▶ _THE PROBLEM_: Wherever the word "comment" shows up in the data, report the line it sits in.

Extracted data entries
#####

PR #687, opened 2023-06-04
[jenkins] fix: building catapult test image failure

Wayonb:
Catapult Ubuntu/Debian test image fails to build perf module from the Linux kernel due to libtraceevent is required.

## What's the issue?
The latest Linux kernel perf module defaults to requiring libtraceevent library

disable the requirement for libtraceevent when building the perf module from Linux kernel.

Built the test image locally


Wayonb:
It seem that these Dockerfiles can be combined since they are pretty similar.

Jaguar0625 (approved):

#####

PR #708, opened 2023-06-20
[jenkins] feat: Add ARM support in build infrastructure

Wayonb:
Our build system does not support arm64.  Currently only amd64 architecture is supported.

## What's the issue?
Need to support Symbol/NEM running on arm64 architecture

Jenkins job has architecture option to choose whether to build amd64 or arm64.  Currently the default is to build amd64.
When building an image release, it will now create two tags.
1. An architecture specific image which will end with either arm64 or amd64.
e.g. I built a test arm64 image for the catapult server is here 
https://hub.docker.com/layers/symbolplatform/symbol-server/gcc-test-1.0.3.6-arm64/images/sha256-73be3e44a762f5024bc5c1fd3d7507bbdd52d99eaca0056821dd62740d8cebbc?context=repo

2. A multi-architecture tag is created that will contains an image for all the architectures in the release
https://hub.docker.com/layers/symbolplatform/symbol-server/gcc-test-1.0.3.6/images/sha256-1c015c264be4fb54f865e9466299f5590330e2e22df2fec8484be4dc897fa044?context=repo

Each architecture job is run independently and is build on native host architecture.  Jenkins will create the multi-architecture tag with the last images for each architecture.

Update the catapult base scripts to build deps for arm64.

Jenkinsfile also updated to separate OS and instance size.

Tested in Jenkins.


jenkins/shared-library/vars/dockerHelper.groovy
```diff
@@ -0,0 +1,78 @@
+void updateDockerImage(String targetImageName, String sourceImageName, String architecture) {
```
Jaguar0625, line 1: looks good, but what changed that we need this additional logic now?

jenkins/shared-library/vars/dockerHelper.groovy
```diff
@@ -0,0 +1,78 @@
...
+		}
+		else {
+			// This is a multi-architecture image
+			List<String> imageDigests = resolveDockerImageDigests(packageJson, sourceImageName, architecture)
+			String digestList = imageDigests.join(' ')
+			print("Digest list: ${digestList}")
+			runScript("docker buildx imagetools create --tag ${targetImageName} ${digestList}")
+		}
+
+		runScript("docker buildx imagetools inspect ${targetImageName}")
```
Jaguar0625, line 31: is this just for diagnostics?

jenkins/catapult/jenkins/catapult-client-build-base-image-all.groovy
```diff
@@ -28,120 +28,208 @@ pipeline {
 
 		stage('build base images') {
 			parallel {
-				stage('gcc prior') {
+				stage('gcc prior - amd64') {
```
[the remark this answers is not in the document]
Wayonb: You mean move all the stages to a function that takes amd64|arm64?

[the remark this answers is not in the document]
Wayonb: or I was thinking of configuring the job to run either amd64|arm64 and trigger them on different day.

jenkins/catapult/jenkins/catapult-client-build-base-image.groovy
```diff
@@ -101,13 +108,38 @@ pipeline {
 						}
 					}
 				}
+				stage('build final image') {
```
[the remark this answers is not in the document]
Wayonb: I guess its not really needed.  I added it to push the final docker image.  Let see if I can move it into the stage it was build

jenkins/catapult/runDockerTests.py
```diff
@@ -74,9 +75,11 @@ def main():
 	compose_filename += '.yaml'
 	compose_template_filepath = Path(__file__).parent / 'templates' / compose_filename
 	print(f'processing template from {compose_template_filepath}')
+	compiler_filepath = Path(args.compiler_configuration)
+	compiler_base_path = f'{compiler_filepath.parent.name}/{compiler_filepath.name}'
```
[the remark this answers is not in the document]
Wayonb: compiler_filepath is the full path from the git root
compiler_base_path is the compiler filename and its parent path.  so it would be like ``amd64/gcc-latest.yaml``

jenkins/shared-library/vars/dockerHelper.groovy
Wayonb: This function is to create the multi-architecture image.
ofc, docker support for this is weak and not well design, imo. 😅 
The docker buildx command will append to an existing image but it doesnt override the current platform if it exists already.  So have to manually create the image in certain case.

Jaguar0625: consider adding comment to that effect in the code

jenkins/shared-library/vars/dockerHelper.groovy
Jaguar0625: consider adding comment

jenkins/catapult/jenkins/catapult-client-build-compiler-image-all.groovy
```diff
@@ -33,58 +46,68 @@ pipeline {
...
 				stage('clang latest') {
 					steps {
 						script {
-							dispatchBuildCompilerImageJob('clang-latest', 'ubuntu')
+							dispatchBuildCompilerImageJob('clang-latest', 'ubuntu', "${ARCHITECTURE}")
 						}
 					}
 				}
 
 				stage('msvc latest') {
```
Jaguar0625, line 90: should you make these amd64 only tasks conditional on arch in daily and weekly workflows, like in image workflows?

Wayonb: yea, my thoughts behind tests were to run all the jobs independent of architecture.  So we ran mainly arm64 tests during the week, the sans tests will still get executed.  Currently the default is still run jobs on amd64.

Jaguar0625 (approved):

#####

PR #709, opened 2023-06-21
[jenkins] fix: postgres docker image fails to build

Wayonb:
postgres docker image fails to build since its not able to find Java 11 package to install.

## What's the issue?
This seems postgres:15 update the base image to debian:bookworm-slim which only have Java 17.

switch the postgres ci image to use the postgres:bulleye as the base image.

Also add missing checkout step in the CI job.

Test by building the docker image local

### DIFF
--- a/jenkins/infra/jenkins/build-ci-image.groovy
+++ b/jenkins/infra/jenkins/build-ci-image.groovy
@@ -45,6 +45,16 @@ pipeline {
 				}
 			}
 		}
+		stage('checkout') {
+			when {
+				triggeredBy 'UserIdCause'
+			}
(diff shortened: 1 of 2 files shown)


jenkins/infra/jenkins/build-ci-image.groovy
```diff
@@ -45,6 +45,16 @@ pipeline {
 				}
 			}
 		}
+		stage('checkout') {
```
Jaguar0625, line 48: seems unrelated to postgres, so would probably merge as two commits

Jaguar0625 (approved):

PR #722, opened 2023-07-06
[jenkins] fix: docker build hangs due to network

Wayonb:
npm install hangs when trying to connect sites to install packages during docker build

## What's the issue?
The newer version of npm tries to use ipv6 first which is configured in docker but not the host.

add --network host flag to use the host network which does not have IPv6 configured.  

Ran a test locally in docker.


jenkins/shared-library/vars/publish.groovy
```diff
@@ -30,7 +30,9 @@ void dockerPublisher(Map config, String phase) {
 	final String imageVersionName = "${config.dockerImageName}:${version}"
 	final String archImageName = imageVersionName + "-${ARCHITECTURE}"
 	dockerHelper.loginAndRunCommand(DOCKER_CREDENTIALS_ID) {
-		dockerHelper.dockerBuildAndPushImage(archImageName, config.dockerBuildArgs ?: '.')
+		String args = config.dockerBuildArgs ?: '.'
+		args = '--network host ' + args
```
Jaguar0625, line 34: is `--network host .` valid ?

#####

▶ _WRITTEN RESPONSE_:
Jaguar0625: consider adding comment to that effect in the code
Jaguar0625: consider adding comment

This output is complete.